В предвечернее время я отправился в новый гарнизон пеше. Рассчитывал на двухчасовой марш, шёл по заснеженной дороге, слушая скрип снега под сапогами. Но вскоре стемнело, и я сбился с пути. Огляделся — вокруг лишь заснеженные деревья, их ветви трещали от мороза, будто предупреждая об опасности. Вдалеке раздался вой волков — протяжный, тоскливый. Ни огонька, ни следа человека. Тишина, только снег да мороз. Я остановился, пытаясь сориентироваться по звёздам. Ветер усиливался, пронизывал до костей. Казалось, эта ночь никогда не закончится, а дорога — бесконечна. Я вышел в заснеженное поле. Ветер свистел в ушах, мороз пробирал до костей — ещё немного, и я просто упаду, скованный холодом. Огляделся: невдалеке чернел стог сена, словно последний островок тепла в этой ледяной пустыне.

Пошатываясь, я взобрался наверх, разгрёб верхний слой, вырыл глубокую нору и зарылся в сено целиком, укутавшись им, как одеялом. Оставалось только ждать рассвета, надеясь, что тепло сена поможет перетерпеть ночь. Но зимний стог – не летний, а ветер не унимался. Он пронизывал одежду, добирался до тела, заставлял кровь стынуть в жилах, сковывал конечности. Пальцы на руках и ногах немели, дыхание вырывалось белыми клубами.
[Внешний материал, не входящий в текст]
PR #19, opened 2024-07-17
ci: add initial ci pipeline and gradle implementations

### LINKED ISSUE #12: Add initial CI pipeline and gradle implementations
## Description

Add an initial CI pipeline implementation to this repository. The implementation should at a minimum build the Rust native code for both Linux x86_64 and Aarch64 architectures.

rbarker-dev:
**Description**:

Adds initial CI/CD pipelines for hedera-cryptography repository

**Related issue(s)**:

Fixes #12


nathanklick (changes requested):
Maven Group ID should be `com.hedera.cryptography` and not `com.hedera` and the package/module prefix should be `com.hedera.cryptography`

jjohannes (approved):
@rbarkerSL and I worked on most of this together. :+1: from me.

Note for future reference: We copied `gradle/plugins` with only little adjustments from https://github.com/hashgraph/hedera-services. There might be configuration in there not needed in this project. This will be consolidated as part of https://github.com/hashgraph/hedera-services/issues/14255.

.github/CODEOWNERS
```diff
@@ -0,0 +1,44 @@
+###################################
```
mxtartaglia-sl, line 1: Can we include platform-team as the owner of each of the modules?

build.gradle.kts
```diff
@@ -13,6 +13,8 @@
  * See the License for the specific language governing permissions and
  * limitations under the License.
  */
+
+/*
```
mxtartaglia-sl: Why would we want to keep this commented code? maybe remove it if not necessary?

hedera-cryptography-altbn128/build.gradle.kts
```diff
@@ -0,0 +1,25 @@
...
+ *
+ * Unless required by applicable law or agreed to in writing, software
+ * distributed under the License is distributed on an "AS IS" BASIS,
+ * WITHOUT WARRANTIES OR CONDITIONS OF ANY KIND, either express or implied.
+ * See the License for the specific language governing permissions and
+ * limitations under the License.
+ */
+
+plugins {
+    id("com.hedera.gradle.services")
```
mxtartaglia-sl: What are the implications of publishing with "com.hedera.gradle.services"?
As this is all to be maintained by the platform team, and to be used by the platform code

hedera-nativesupport/build.gradle.kts
```diff
@@ -0,0 +1,25 @@
...
+ *
+ * Unless required by applicable law or agreed to in writing, software
+ * distributed under the License is distributed on an "AS IS" BASIS,
+ * WITHOUT WARRANTIES OR CONDITIONS OF ANY KIND, either express or implied.
+ * See the License for the specific language governing permissions and
+ * limitations under the License.
+ */
+
+plugins {
+    id("com.hedera.gradle.services")
```
mxtartaglia-sl: In this case it seems that the group will be `com.hedera`
@nathanklick suggested `com.hedera.commons` for this module

gradle/plugins/src/main/kotlin/com.hedera.gradle.services-publish.gradle.kts
```diff
@@ -0,0 +1,53 @@
...
+                    name = "Hedera Services Team"
+                    email = "hedera-services@swirldslabs.com"
+                    organization = "Hedera Hashgraph"
+                    organizationUrl = "https://www.hedera.com"
+                }
+                developer {
+                    name = "Hedera Smart Contracts Team"
+                    email = "hedera-smart-contracts@swirldslabs.com"
+                    organization = "Hedera Hashgraph"
+                    organizationUrl = "https://www.hedera.com"
```
mxtartaglia-sl: I see this is the plugin being used by pairings, pairings impl, native support, etc:

What about changing the name of this plugin to avoid confusion with the one in hedera-services and the distinction between `services` and `platform` code there?

Also, I don't see the smart contacts or services teams interacting with this repo much, but the Platform team needs to be in. Perhaps the code is more similar to the `gradle/plugins/src/main/kotlin/com.hedera.gradle.platform-publish.gradle.kts` file?

gradle/plugins/src/main/kotlin/com.hedera.gradle.services.gradle.kts
```diff
@@ -0,0 +1,22 @@
...
+ * See the License for the specific language governing permissions and
+ * limitations under the License.
+ */
+
+plugins {
+    id("java-library")
+    id("com.hedera.gradle.java")
+}
+
+group = "com.hedera.cryptography"
```
mxtartaglia-sl: Still I think that we would need a different one for publishing 'native-support'
as @nathanklick suggested

mxtartaglia-sl (commented):
Adding some comments and questions.

.github/CODEOWNERS
rbarker-dev: Sure thing; I'll get that added in

gradle/plugins/src/main/kotlin/com.hedera.gradle.services.gradle.kts
rbarker-dev: moving to native-support breaks things based on the `native` keyword in java. I recommend leaving it as `nativesupport`

gradle/plugins/src/main/kotlin/com.hedera.gradle.services-publish.gradle.kts
rbarker-dev: I moved the module dependencies to use com.hedera.gradle.platform-publish.gradle.kts

hedera-cryptography-altbn128/build.gradle.kts
rbarker-dev: Swapped these over to platform.

gradle/plugins/src/main/kotlin/com.hedera.gradle.services.gradle.kts
mxtartaglia-sl: Sorry @rbarkerSL, I was referring to my previous comment.
I meant that for the lib using this plugin (wrote `native-support` but should have been `hedera-nativesupport`) , @nathanklick  suggested usign the group:`com.hedera.commons`

.github/CODEOWNERS
```diff
@@ -0,0 +1,52 @@
...
+# NOTE: This rule is overriden by the more specific rules below. This is the catch-all rule for all files not covered by the more specific rules below.
+*                                               @hashgraph/devops-ci @hashgraph/release-engineering-managers
+
+#########################
+####   Java Modules  ####
+#########################
+/hedera-cryptography-altbn128/                  @hashgraph/platform-hashgraph @hashgraph/platform-base
+/hedera-cryptography-pairings-api/              @hashgraph/platform-hashgraph @hashgraph/platform-base
+/hedera-cryptography-pairings-signatures/       @hashgraph/platform-hashgraph @hashgraph/platform-base
+/hedera-common-nativesupport/                          @hashgraph/platform-hashgraph @hashgraph/platform-base
```
nathanklick: nit: Spacing appears to differ here, but could be a GH UI issue.

.github/dependabot.yml
```diff
@@ -0,0 +1,18 @@
...
+  - package-ecosystem: gradle
+    directory: "/"
+    schedule:
+      interval: weekly
+    open-pull-requests-limit: 10
+  - package-ecosystem: gradle
+    directory: "/gradle/plugins"
+    schedule:
+      interval: weekly
+    open-pull-requests-limit: 10
```
nathanklick: I don't believe this is required since I believe dependabot scans for all gradle projects under the specified path of `/` in the prior configuration.

.github/workflows/build.yml
```diff
@@ -0,0 +1,73 @@
+name: Build
+
+on:
+  push:
+    branches:
+      - main
+      - develop
```
nathanklick:
```suggestion
```

.github/workflows/build.yml
```diff
@@ -0,0 +1,73 @@
...
+      - release/*
+  pull_request:
+    branches:
+      - main
+      - develop
```
nathanklick:
```suggestion
```

mxtartaglia-sl (approved):

.github/CODEOWNERS
rbarker-dev: It's not; added `-common` to the module but forgot to remove the equivalent whitespace.

mxtartaglia-sl:
Are we using main for this repo instead of develop?

rbarker-dev:
> Are we using main for this repo instead of develop?

Yes.

mxtartaglia-sl (approved):

mxtartaglia-sl:
@rbarkerSL when I add the module-info in hedera-common-nativesupport
```
/**
 * Provides a set of generic functions loading native libraries in different system architectures when packaged
 * in a jar using a predefined organization, so they can be accessed with JNI.
 */
module com.hedera.common.nativesupport {
    exports com.hedera.common.nativesupport;

    requires static transitive com.github.spotbugs.annotations;
}

```
I receive the following error:
```
Could not determine the dependencies of task ':hedera-common-nativesupport:compileJava'.
> Could not resolve all dependencies for configuration ':hedera-common-nativesupport:compileClasspath'.
   > Could not find com.github.spotbugs:spotbugs-annotations:.
     Required by:
         project :hedera-common-nativesupport

Possible solution:
 - Declare repository providing the artifact, see the documentation at https://docs.gradle.org/current/userguide/declaring_repositories.html
```

https://github.com/hashgraph/hedera-cryptography#:~:text=14136_native_support

jjohannes:
@mxtartaglia-sl The problem with `Could not find com.github.spotbugs:spotbugs-annotations:.` is that you do not have a version defined for it. The generic Gradle error message is super unhelpful if you don't know that. the idication is the `:.` in the end (no version after the `:`).

You need to add the version here. Same as we do it in `hedera-services`:
[hedera-dependency-versions/build.gradle.kts](https://github.com/hashgraph/hedera-cryptography/blob/12-add-initial-ci-pipeline-and-gradle-implementations/hedera-dependency-versions/build.gradle.kts)

As example, I added the version for `spotbugs-annotations` in this PR.

```
    api("com.github.spotbugs:spotbugs-annotations:4.7.3") {
        because("com.github.spotbugs.annotations")
    }
```

jjohannes:
@mxtartaglia-sl @rbarkerSL @nathanklick after reading through the reviews, I pushed an update to this PR:

- I removed the part from the Gradle configs that have nothing to do with this repo. I realized that it's super confusing to those who miss context if we have them here just to remove them in the next step.
- Now that we actually have multiple "groups", it already starts to get confusing when setting them sometimes in plugins, sometimes in `build.gradle.kts`. Therefore, I changed the setup so that all the `group`s for the Modules are now defined in `settings.gradle.kts`. This moves them out of the plugins and makes the plugins more general reusable across repositories/products (already having in mind https://github.com/hashgraph/hedera-services/issues/14255). I want to do the same in _hedera-services_ - for more context, how and why we can do this now: https://github.com/hashgraph/hedera-services/pull/14245

The whole definition now looks like this

```
javaModules {
    directory("common") {
        group ="com.hedera.common"
    }
    directory("cryptography") {
        group = "com.hedera.cryptography"
    }
    versions("hedera-dependency-versions")
}
```

In this setup the `module-info.java` files are discovered and you do not need to list all the modules individually. For that, I moved the modules into a subfolder according to their "group". It feels natural to have all modules that belong to one "group" also grouped in one subfolder. Maybe a pattern we should eventually use in all repos (_hedera-services_ kind of has this structure already).

```
├── common
│   └── hedera-common-nativesupport
├── cryptography
│   ├── hedera-cryptography-altbn128
│   ├── hedera-cryptography-pairings-api
│   └── hedera-cryptography-pairings-signatures

```

Let me know if you agree. If not, I can revert/change that.

jjohannes (approved):

mxtartaglia-sl (approved):
Thanks @jjohannes and @rbarkerSL!
Sorry, I did not check if the versions were available; I assumed the version file was the same as in `hedera-services.`

The changes look good. This is really good, and I see that there is a path to a final version without repeated steps (like defining a library version in all repositories) or different structures per repository in which one has to remember specific rules; we can keep building on top of this base stone.
Thanks for completing this.

.github/workflows/build.yml
```diff
@@ -0,0 +1,71 @@
...
+      - name: Gradle Unit Test
+        run: ./gradlew :reports:testCodeCoverageReport --scan --continue
+
+      - name: Publish Maven Central
+        env:
+          NEXUS_USERNAME: ${{ secrets.SVCS_OSSRH_USERNAME }}
+          NEXUS_PASSWORD: ${{ secrets.SVCS_OSSRH_PASSWORD }}
+          SIGNING_KEY: ${{ secrets.GPG_KEY_CONTENTS }}
+          SIGNING_PASSPHRASE: ${{ secrets.GPG_KEY_PASSPHRASE }}
+        run: ./gradlew releaseMavenCentralSnapshot -PpublishingPackageGroup=com.hedera --scan -PpublishSigningEnabled=true --no-configuration-cache
```
nathanklick: We should not be publishing to Maven Central on every pull request and commit against those PRs. This will get us rate limited very quickly and will impact our ability to push critical code from our self-hosted runners.

Publishing to Maven Central should be done sparingly (eg: only on merge to the `main` branch).

.github/workflows/build.yml
```diff
@@ -0,0 +1,71 @@
...
+        run: ./gradlew assemble --scan
+
+      - name: Spotless Check
+        run: ./gradlew spotlessCheck --scan --continue
+
+      - name: Dependency Scopes Check
+        run: ./gradlew checkAllModuleInfo --scan --continue
+
+      - name: Gradle Unit Test
+        run: ./gradlew :reports:testCodeCoverageReport --scan --continue
```
nathanklick: This does not guarantee the unit tests will be executed. This only runs the JaCoCo code coverage aggregation.

nathanklick (changes requested):

.github/workflows/build.yml
nathanklick, line 1: This workflow should also use a unit test reporting plugin like `step-security/publish-unit-test-result-action`.

nathanklick (changes requested):

gradle/plugins/src/main/kotlin/com/hedera/gradle/spotless/StripOldLicenseFormatterStep.kt
nathanklick, line 1: Probably not needed here since this is all new code.

.github/workflows/build.yml
jjohannes: In the setup we have now it does. There is a hard dependency from the report generation tasks to the test tasks via the dependency from the report aggregation project to all test-report-producing projects. 
This changed when we introduced the single report aggregation project/task.

But for clarity, it would not hurt to add "test" as additional argument.

jjohannes:
@mxtartaglia-sl Centralizing third party versions across multiple repos is another topic to discuss in the future. After we unified Gradle setup unification (https://github.com/hashgraph/hedera-services/issues/14255) I would say.

There is the option to publish what we have in `heder-services/hedera-dependency-versions` as a BOM (metadata file with versions). Similar to: https://repo1.maven.org/maven2/org/springframework/boot/spring-boot-dependencies/3.3.2/
And then use that across multiple repos.

But in this area, I feel like accepting duplication and relying on Dependabot to keep things on the latest versions everywhere is also an option.

I think the experience you gain when working with the setup as it is now will be helpful to discuss options in a few weeks.

gradle/plugins/src/main/kotlin/com/hedera/gradle/spotless/StripOldLicenseFormatterStep.kt
rbarker-dev: Removed

.github/workflows/build.yml
rbarker-dev: Added, probably needs some additional configuration

.github/workflows/build.yml
rbarker-dev: Added the test argument

.github/workflows/build.yml
rbarker-dev: Added a check to ensure that the ref is `main`

.github/workflows/build.yml
```diff
@@ -0,0 +1,83 @@
...
+
+      # only publish on merge to main
+      - name: Publish Maven Central
+        if: ${{ github.ref == 'refs/heads/main' }}
+        env:
+          NEXUS_USERNAME: ${{ secrets.SVCS_OSSRH_USERNAME }}
+          NEXUS_PASSWORD: ${{ secrets.SVCS_OSSRH_PASSWORD }}
+          SIGNING_KEY: ${{ secrets.GPG_KEY_CONTENTS }}
+          SIGNING_PASSPHRASE: ${{ secrets.GPG_KEY_PASSPHRASE }}
+        run: ./gradlew releaseMavenCentralSnapshot -PpublishingPackageGroup=com.hedera --scan -PpublishSigningEnabled=true --no-configuration-cache
```
nathanklick:
```suggestion
        run: ./gradlew releaseMavenCentralSnapshot -PpublishingPackageGroup=com.hedera.cryptography --scan -PpublishSigningEnabled=true --no-configuration-cache
```

nathanklick (changes requested):

gradle/plugins/src/main/kotlin/com.hedera.gradle.hedera-cryptography-publish.gradle.kts
```diff
@@ -0,0 +1,66 @@
...
+
+plugins {
+    id("java")
+    id("com.hedera.gradle.maven-publish")
+}
+
+// Publishing tasks are only enabled if we publish to the matching group.
+// Otherwise, Nexus configuration and credentials do not fit.
+val publishingPackageGroup = providers.gradleProperty("publishingPackageGroup").getOrElse("")
+
```
jjohannes, line 25: I don't think this split up is necessary. The publishing credentials are bound to "com.hedera" IIUC and not the "subgroups". In hedera-services we also have this and publish on on go: 'con.hedera.hashgraph' and 'con.hedera.evm'.

rbarker-dev: The request was to distinguish the two in order to future proof a little bit. There is a path where we pull nativesupport into its own repository. This will simplify doing that.

nathanklick (approved):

«Нет, — подумал я с отчаянием, — до рассвета не дотерпеть. Так замёрзну, закоченею насмерть. Надо идти по дороге, куда-нибудь она, да доведёт – до поселения или до лесничества».

Спрыгнув со стожка, я пошёл тропой влево от основной дороги. Озираясь по сторонам, прислушиваясь к каждому звуку, я шагал вперёд. Наган, «браунинг» самозарядный, в кармане — есть чем защититься. Сначала ноги заплетались, тело не слушалось, но постепенно я согрелся. Час шёл, другой, третий… Вокруг — ни огонька, ни дымка, ни единого признака жилья. И вдруг — стоп! Вдалеке что-то мелькнуло. Огоньки! Слабые, дрожащие, но настоящие. А следом — собачий лай, сначала едва слышный, потом всё ближе, всё отчётливее.
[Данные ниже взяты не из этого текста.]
PR #36, opened 2024-08-06
feat: 13359 ECKeyGen

### LINKED ISSUE #13359: Create tool to render ECDH keys
Similar to `ssh-keygen` generate a tool that allows the creation of EC Private / Public key pairs.

The EC private key for each node must be stored in a `.pem` file, similar to how the RSA private key is stored in a `.pem` file.   The public portion of the EC key should be stored in a separate `.pem` file when generated by the tool.  

-----

### This task depends on:
- [ ] https://github.com/hashgraph/hedera-services/issues/13324
- [ ] https://github.com/hashgraph/hedera-services/issues/14100
- [ ] https://github.com/hashgraph/hedera-services/issues/13630

mxtartaglia-sl:
**Description:**
A tool similar to ssh-keygen that allows the creation of EC Private / Public key pairs.
**Note for reviewers(s):**
Compiled artifacts are provided temporally. They will be removed after CI/CD support for compiling rust code is available.

**Related issue(s):**

Fixes https://github.com/hashgraph/hedera-services/issues/13359

**Proposal this work is based on:**[ platform-sdk/docs/proposals/TSS-Library/TSS-Library.md](https://github.com/hashgraph/hedera-services/blob/develop/platform-sdk/docs/proposals/TSS-Library/TSS-Library.md)


cryptography/hedera-cryptography-eckeygen/src/main/java/com/hedera/cryptography/eckeygen/KeyGen.java
```diff
@@ -0,0 +1,74 @@
...
+ * Key generation tool
+ */
+public class KeyGen {
+
+    private static final KeysGenerationService KEYS_SERVICE = new KeysGenerationService(
+            SignatureSchema.create(Curve.ALT_BN128, GroupAssignment.GROUP1_FOR_SIGNING),
+            new NativeKeyGenerator().initialize());
+
+    public static void main(String[] args) throws Exception {
+        if (args.length == 0 || args[0].equals("--help")) {
```
kfa-aguda: I suggest collecting the args into well named "command name", "private key path", "public key path" etc. for readability.

cryptography/hedera-cryptography-eckeygen/src/main/java/com/hedera/cryptography/eckeygen/PemFiles.java
```diff
@@ -0,0 +1,105 @@
...
+/**
+ * Writes and reads the base64 string in Pem files according to <a href="https://datatracker.ietf.org/doc/html/rfc7468">...</a>
+ */
+public class PemFiles {
+
+    /**
+     * Reads the content of a PEM file.
+     *
+     * @param path The location of the file in the fileSystem
+     * @param keyType eiter "PUBLIC KEY" or "PRIVATE KEY" string
```
kfa-aguda:
```suggestion
     * @param keyType either "PUBLIC KEY" or "PRIVATE KEY" string
```

cryptography/hedera-cryptography-eckeygen/src/main/java/com/hedera/cryptography/eckeygen/PemFiles.java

Сердце забилось чаще. Конечно! Это селение. Живые люди, тепло, крыша над головой. Собрав последние силы, я ускорил шаг. Вскоре показались очертания домов, огонёк в окне. Подойдя к крайней из изб, я постучался в дверь.

«Не откроют, – думаю, – поздно.»

Нет, я ошибся. Изнутри донёсся женский голос:

— Кто там?

— Свой, — ответил я, стараясь, чтобы голос не дрожал. — Солдат, прибыл в гарнизон. Помогите, пожалуйста…
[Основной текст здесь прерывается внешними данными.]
PR #45, opened 2024-08-24
feat: 14788 group2 api impl ops

### LINKED ISSUE #14788: Implement Group2 Group Elements pairings-api-impl operations in JNI and rust
Following: https://github.com/hashgraph/hedera-services/blob/develop/platform-sdk/docs/proposals/TSS-Library/TSS-Library.md 

Implement Group 2 and Group2Elements operations for Alt bn 128 curve.
Thorough unit testing and performance testing are deferred for a latter point

mxtartaglia-sl:
**Description**:
Group 2 and Group2Elements operations.
Additional change of how FieldElements are represented in BigInteger

**Related issue(s)**:

Fixes [#14788](https://github.com/hashgraph/hedera-services/issues/14788)

**Notes for reviewer**:
Binary files are provided until compiling support with gradle for rust is completed.

**Checklist**


cryptography/hedera-cryptography-altbn128/src/main/java/com/hedera/cryptography/altbn128/adapter/Group2LibraryAdapter.java
```diff
@@ -31,8 +31,8 @@ public interface Group2LibraryAdapter {
     int SUCCESS = 0;
     /** The return code that represents that the requested point is not in the curve */
     int NOT_IN_CURVE = -4;
-
-    int POINT_BYTE_SIZE = 32;
+    /** The coordinate size */
+    int POINT_COORDINATE_SIZE = 32;
```
lpetrovic05: 32 bytes? bits? add a comment stating it

cryptography/hedera-cryptography-altbn128/src/main/java/com/hedera/cryptography/altbn128/AltBn128Group2.java
```diff
@@ -0,0 +1,177 @@
...
+import java.util.Collection;
+import java.util.List;
+import java.util.Objects;
+
+/**
+ * The implementation of a {@link Group2}
+ * for {@link com.hedera.cryptography.pairings.api.curves.KnownCurves#ALT_BN128}
+ */
+public class AltBn128Group2 implements Group {
+    private final Group2 facade;
```
lpetrovic05: a struggling to figure out what `Group2` is. The javadoc says this is an implementation of `Group2`, but the interface it implements is `Group`

cryptography/hedera-cryptography-altbn128/src/main/java/com/hedera/cryptography/altbn128/AltBn128Group2.java
```diff
@@ -0,0 +1,177 @@
...
+    @NonNull
+    @Override
+    public GroupElement batchAdd(@NonNull final Collection<GroupElement> elements) {
+        Objects.requireNonNull(elements, "elements must not be null");
+        if (elements.stream().anyMatch(e -> !AltBn128Group2Element.class.isAssignableFrom(e.getClass()))) {
+            throw new IllegalArgumentException("elements must implement AltBn128Group2Element");
+        }
+        List<AltBn128Group2Element> elems =
+                elements.stream().map(AltBn128Group2Element.class::cast).toList();
+        byte[][] all = new byte[elems.size()][];
```
lpetrovic05: nit: I would enable the intellij option to flag variables that can be `final`, like these two

cryptography/hedera-cryptography-altbn128/src/main/java/com/hedera/cryptography/altbn128/facade/Group2.java
```diff
@@ -0,0 +1,268 @@
...
+
+    /**
+     * Creates a Group2 point from a random seed.
+     * @param seed the byte array seed.
+     * @return the byte array representation of the Group2 point.
+     * @throws AltBn128Exception in case of error.
+     */
+    public byte[] fromSeed(@NonNull final byte[] seed) {
+        validateSize(seed, randomSeedSize, "Invalid random seed size");
+        final ByteBuffer output = ByteBuffer.allocate(size);
```
lpetrovic05: any reason to use a `ByteBuffer` instead of just an array? if yes, its worth adding a comment explaining it

cryptography/hedera-cryptography-altbn128/src/main/java/com/hedera/cryptography/altbn128/AltBn128Group2.java
edward-swirldslabs: @mxtartaglia-sl would it be correct to think of Group2 as the 2nd dimension in a 2D coordinate system?    Group2 is the same space as Group, but the former is the y-coordinate and the latter is the x-coordinate in a (x,y) pair?

cryptography/hedera-cryptography-altbn128/src/main/java/com/hedera/cryptography/altbn128/AltBn128Group2Element.java
```diff
@@ -0,0 +1,143 @@
...
+    @Override
+    public GroupElement compress() {
+        return this.copy();
+    }
+
+    /**
+     * {@inheritDoc}
+     * @deprecated
+     */
+    @Deprecated
```
edward-swirldslabs, line 103: Since this is new code, why do we have deprecated methods?

cryptography/hedera-cryptography-altbn128/src/main/java/com/hedera/cryptography/altbn128/common/BigIntegerUtils.java
```diff
@@ -0,0 +1,138 @@
...
+    /**
+     * Converts a little-endian byte array into a BigInteger.
+     *
+     * @param littleEndianBytes the byte array in little-endian order
+     * @return the corresponding BigInteger
+     */
+    @NonNull
+    public static BigInteger fromLittleEndianBytes(@NonNull final byte[] littleEndianBytes) {
+        Objects.requireNonNull(littleEndianBytes, "littleEndianBytes must not be null");
+        byte[] bigEndianBytes = reverseBytes(Arrays.copyOf(littleEndianBytes, littleEndianBytes.length));
```
edward-swirldslabs: Would it be faster to create a new array in the `reverseBytes` method and then copying the values in reverse order instead of copying the array with the same values and then swapping?   (Speed difference being one less copy of data occurring.)

cryptography/hedera-cryptography-altbn128/src/main/java/com/hedera/cryptography/altbn128/facade/Group2.java
```diff
@@ -0,0 +1,268 @@
...
+     *
+     * @param scalars a byte matrix representing a list of N scalars of {@link FieldsLibraryAdapter#fieldElementsSize()}  representing each scalar
+     * @return N points each as a byte array of {@link Group2LibraryAdapter#g2Size()} containing representation of the resulting point.
+     * @throws NullPointerException if scalars is null
+     * @throws AltBn128Exception in case of an error during the batch addition
+     */
+    public byte[][] batchMultiply(final byte[][] scalars) {
+        Objects.requireNonNull(scalars, "scalars must not be null");
+        final byte[][] array = new byte[scalars.length][this.size];
+        int result = adapter.g2batchScalarMultiplication(scalars, array);
```
edward-swirldslabs: can be final

edward-swirldslabs (dismissed):

cryptography/hedera-cryptography-altbn128/src/main/java/com/hedera/cryptography/altbn128/AltBn128Group2.java
mxtartaglia-sl: Ok so, first thing first, the javadoc is wrong; it should be `{@link Group}`

Also, I changed the `com.hedera.cryptography.altbn128.facade.Group2` to `com.hedera.cryptography.altbn128.facade.Group2Facade` so it is less confusing.

A group is a set of points of a predefined curve; any operations on those points produce points on the same set. Two groups define Alt-bn-128. Group1 points coordinates (x,y) are slightly shorter than group2 coordinates. 
A bilinear pairing is a map of a point in group1 and a point in group2 to a point in another group we can ignore. In that sense, you can think  (pg1, pg2) as a pair we can verify against another pair, with a function e.
We chose to use group2 as the public key group, and group1 as the signature group, which means that the 
pair of points e(signature, publickey) can be validated.

image
The `Group` interface corresponds to a mathematical abstraction. It allows us to get some known points (zero and generator), deserialize, and perform some operations (batch add, batch multiply), as well as instantiate points (`GroupElements`) that belong to that group. All groups expose the same behavior, which is why they implement the same `Group` interface; it is just that the points produced by `Group1` and `Group2` are different (their coordinates have different scalar fields). Adaptors must be specific to each group, given rust limitations.

I hope it shines some light, but if not, we can address it in a call.

cryptography/hedera-cryptography-altbn128/src/main/java/com/hedera/cryptography/altbn128/AltBn128Group2.java
mxtartaglia-sl: I thought i did, but i keep finding ways to forget

cryptography/hedera-cryptography-altbn128/src/main/java/com/hedera/cryptography/altbn128/facade/Group2.java
mxtartaglia-sl: changed to byte[]. Initially, I wanted the possibility to flip buffers if needed, but that did not work as I expected.

cryptography/hedera-cryptography-altbn128/src/main/java/com/hedera/cryptography/altbn128/AltBn128Group2Element.java
mxtartaglia-sl: Please take a look at:
https://github.com/hashgraph/hedera-services/issues/15120
I did not merge all those changes in this pr to limit the number of changes.
I will also update the proposal reflecting those changes, and some others related to serialization at a later point.

cryptography/hedera-cryptography-altbn128/src/main/java/com/hedera/cryptography/altbn128/common/BigIntegerUtils.java
mxtartaglia-sl: it would, thanks

cryptography/hedera-cryptography-altbn128/src/main/java/com/hedera/cryptography/altbn128/AltBn128Group2.java
lpetrovic05: thank you

cryptography/hedera-cryptography-altbn128/src/main/java/com/hedera/cryptography/altbn128/AltBn128Group2.java
```diff
@@ -0,0 +1,176 @@
...
+        final byte[][] all = new byte[elems.size()][];
+        for (int i = 0; i < elems.size(); i++) {
+            all[i] = elems.get(i).toBytes();
+        }
+        final byte[][] g2Elements = facade.batchMultiply(all);
+
+        return Arrays.stream(g2Elements)
+                .map(rep -> (GroupElement) new AltBn128Group2Element(this, rep))
+                .toList();
+    }
```
lpetrovic05: there is a lot of duplication here that can me extracted into a method I think. also, one method uses `getInnerRepresentation` while the other uses `toBytes`, which is the same data, but being copied in one method and not the other. any reason for the discrepancy?

mxtartaglia-sl: You are right; the reason why groupElements have a innerRepresentation and the fieldElements don't is that I was preparing for two serialization mechanisms for groupElements, toBytes would return the "external" serialization (an affine representation of the point aka (x,y) pair), while innerRepresentation would return one that did not need to transform to affine (the projective)
Then, I discovered that both have the same serialization. 

The other problem we are covering is avoiding someone messing with the internals of the byte[] once exposed; that is why toBytes copies the array.

We can use the same approach for fieldElements, as the fieldElements operations have not been completed and will be addressed here: https://github.com/hashgraph/hedera-services/issues/14786.

cryptography/hedera-cryptography-altbn128/src/main/java/com/hedera/cryptography/altbn128/adapter/Group2LibraryAdapter.java
mxtartaglia-sl: called it `POINT_COORDINATE_BYTE_SIZE` and added the javadoc

cryptography/hedera-cryptography-altbn128/src/main/java/com/hedera/cryptography/altbn128/AltBn128Group2.java
mxtartaglia-sl: There, made `groupElement` and `fieldElement` consistent

edward-swirldslabs (approved):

Дверь скрипнула, приоткрылась. Женщина оглядела меня, подумала, будто взвешивая мои слова, потом кивнула:

— Заходите, чего уж на морозе стоять.

Поверила хозяйка, пустила в тёплую уютную квартиру. В глубине дома, из передней комнаты, выглянула девочка лет двенадцати. Большие глаза, русые косички, в руках — вязаная игрушка. Она улыбнулась и вежливо сказала:

— Здравствуйте, дядя военный.

«Повезло, — с облегчением подумал я. — Сибирская тайга, суровая, но хранит людские резервы для фронта. Здесь люди своих не бросают в беде».

Я стянул тяжёлые сапоги, размотал мокрые портянки и протянул руки к печи. Хозяйка, которую, как я вскоре узнал, звали Поля, тут же засуетилась:

— Сейчас согрею борща, да чаю с малиной. Вы, должно, с дороги совсем измучились.

Она поставила на стол дымящуюся миску, нарезала ржаного хлеба, разлила чай в толстые кружки. Я ел и чувствовал, как тепло разливается по телу, а усталость понемногу отступает. Поля устроила меня на ночлег прямо в прихожей — на широкой дубовой лавке у окна. Я лёг, укрылся шинелью и почти мгновенно уснул мёртвым сном — так крепко, как не спал уже много ночей.